■ **TASK REQUIREMENTS**:
Calculate how many lines in the following records hold the word "Makefile", and report that number without comment.

**** GIVEN DATA

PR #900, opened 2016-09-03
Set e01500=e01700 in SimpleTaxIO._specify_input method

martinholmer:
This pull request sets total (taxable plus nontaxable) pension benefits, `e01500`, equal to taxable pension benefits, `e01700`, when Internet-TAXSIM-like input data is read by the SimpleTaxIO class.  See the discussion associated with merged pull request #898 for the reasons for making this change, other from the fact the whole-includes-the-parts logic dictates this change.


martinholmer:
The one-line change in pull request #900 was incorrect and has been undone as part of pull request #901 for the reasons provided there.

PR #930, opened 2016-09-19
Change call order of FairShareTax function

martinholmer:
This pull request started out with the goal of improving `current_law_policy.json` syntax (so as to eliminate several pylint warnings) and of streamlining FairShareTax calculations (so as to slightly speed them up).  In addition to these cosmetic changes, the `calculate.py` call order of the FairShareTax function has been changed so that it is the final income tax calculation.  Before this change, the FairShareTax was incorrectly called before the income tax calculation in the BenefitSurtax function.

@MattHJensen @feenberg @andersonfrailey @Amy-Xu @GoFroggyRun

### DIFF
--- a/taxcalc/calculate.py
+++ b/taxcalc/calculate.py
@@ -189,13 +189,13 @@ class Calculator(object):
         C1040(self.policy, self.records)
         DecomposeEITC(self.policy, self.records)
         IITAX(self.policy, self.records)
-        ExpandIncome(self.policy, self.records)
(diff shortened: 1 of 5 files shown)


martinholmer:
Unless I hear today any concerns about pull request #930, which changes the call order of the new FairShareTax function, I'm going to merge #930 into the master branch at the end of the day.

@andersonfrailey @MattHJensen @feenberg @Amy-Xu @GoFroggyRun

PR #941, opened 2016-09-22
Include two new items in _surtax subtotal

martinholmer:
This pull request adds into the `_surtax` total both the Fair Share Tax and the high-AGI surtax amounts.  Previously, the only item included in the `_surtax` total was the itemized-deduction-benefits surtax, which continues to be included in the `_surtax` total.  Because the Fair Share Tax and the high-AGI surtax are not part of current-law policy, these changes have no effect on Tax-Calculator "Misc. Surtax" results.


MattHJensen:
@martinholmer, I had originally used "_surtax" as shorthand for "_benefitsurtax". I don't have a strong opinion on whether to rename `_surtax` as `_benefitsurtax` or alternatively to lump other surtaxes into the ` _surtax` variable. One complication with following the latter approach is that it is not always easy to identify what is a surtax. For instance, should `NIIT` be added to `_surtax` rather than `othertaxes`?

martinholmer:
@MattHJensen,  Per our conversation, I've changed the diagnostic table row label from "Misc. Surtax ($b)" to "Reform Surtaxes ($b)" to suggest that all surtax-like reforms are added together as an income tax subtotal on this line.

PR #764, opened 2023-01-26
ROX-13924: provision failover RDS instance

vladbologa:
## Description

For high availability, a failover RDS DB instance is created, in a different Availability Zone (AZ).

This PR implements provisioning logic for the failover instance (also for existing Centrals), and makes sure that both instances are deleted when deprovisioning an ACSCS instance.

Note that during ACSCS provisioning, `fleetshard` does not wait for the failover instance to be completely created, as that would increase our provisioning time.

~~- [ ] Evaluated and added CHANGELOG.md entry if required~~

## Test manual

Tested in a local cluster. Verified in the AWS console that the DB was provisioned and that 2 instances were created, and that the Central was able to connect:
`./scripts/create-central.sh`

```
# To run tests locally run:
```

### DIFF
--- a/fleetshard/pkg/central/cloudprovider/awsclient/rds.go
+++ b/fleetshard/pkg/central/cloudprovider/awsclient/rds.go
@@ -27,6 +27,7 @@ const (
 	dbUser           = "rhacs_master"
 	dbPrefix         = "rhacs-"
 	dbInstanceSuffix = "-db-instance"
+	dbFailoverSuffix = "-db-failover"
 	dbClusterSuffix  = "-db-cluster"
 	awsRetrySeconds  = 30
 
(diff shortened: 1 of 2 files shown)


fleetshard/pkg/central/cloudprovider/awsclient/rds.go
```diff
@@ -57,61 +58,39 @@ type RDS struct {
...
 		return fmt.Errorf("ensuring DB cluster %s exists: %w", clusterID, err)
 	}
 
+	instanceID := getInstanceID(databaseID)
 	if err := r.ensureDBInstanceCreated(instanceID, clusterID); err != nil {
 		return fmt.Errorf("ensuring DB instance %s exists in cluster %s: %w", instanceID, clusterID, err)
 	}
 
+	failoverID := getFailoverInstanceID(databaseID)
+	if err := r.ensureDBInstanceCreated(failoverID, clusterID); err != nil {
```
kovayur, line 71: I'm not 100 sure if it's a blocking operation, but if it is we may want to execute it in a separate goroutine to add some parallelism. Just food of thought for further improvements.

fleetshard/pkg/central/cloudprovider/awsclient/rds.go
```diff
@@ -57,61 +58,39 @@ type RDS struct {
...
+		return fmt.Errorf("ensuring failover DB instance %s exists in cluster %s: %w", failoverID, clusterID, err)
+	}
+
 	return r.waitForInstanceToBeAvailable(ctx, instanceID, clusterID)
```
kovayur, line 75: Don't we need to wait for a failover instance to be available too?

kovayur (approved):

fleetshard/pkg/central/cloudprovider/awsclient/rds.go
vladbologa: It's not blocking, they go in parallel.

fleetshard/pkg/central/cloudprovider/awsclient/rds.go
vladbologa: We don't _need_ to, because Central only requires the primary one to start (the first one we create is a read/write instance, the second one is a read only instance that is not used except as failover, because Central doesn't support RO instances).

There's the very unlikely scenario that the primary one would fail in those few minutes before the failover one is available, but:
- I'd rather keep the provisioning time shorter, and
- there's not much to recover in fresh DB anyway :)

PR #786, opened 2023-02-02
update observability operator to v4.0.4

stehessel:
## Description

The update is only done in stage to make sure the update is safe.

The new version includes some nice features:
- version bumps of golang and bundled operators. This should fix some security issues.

********
**** GIVEN DATA

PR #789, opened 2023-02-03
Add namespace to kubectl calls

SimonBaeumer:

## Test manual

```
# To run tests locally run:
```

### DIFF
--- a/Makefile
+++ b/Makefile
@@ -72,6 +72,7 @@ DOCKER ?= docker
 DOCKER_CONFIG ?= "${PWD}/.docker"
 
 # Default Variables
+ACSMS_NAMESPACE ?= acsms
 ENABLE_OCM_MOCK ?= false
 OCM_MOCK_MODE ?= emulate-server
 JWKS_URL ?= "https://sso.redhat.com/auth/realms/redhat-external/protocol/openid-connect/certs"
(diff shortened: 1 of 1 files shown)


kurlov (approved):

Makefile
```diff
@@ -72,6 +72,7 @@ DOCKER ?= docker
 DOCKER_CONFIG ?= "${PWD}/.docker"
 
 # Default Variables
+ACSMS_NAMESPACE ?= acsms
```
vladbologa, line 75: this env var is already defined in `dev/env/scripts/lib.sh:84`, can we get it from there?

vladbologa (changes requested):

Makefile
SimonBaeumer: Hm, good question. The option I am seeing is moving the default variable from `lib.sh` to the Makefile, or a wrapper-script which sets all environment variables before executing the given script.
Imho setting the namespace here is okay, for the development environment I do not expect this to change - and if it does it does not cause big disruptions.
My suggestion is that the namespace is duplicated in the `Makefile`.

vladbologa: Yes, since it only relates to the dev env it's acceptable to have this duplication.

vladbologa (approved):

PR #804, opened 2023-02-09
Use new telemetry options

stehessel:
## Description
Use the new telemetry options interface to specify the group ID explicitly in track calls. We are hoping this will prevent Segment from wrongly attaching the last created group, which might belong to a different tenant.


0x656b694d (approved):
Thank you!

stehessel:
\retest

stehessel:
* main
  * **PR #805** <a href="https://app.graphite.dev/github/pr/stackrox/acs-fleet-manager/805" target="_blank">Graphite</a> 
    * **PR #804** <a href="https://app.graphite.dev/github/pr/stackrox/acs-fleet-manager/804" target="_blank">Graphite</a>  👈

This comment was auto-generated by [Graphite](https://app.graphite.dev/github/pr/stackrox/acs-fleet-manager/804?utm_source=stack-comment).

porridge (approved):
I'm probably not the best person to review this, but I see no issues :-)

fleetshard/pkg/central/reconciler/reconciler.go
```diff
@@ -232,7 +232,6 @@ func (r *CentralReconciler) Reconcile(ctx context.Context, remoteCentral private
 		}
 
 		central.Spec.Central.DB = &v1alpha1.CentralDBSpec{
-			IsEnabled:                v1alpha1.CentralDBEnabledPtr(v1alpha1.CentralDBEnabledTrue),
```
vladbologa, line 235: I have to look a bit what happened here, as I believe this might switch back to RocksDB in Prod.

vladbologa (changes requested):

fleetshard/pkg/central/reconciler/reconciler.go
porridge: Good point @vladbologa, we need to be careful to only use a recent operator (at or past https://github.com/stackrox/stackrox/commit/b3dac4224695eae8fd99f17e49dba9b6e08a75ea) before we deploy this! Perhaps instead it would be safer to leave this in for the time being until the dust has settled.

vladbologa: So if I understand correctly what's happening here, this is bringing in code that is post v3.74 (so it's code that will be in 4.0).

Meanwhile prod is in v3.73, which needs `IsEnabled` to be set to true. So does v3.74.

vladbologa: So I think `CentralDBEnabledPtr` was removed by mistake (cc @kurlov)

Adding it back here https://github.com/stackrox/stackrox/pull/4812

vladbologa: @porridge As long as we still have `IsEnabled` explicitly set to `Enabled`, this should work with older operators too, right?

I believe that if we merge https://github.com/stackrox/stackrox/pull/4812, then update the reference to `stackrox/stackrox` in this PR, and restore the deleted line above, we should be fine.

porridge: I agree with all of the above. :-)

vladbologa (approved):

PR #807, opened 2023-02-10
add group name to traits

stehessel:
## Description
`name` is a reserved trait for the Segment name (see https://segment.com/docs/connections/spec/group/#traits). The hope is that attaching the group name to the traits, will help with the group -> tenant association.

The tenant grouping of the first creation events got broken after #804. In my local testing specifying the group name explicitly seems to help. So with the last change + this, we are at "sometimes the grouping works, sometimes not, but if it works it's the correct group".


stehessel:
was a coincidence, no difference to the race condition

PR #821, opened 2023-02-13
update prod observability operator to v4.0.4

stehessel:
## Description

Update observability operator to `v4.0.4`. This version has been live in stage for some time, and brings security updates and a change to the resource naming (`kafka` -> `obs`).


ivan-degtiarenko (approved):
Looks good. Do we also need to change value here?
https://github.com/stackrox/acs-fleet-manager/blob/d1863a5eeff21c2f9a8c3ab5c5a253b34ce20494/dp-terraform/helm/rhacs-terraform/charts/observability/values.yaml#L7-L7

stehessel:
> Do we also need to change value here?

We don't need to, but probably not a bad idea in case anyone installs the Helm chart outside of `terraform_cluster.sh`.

********

■ **COMPLETED TASK**:
6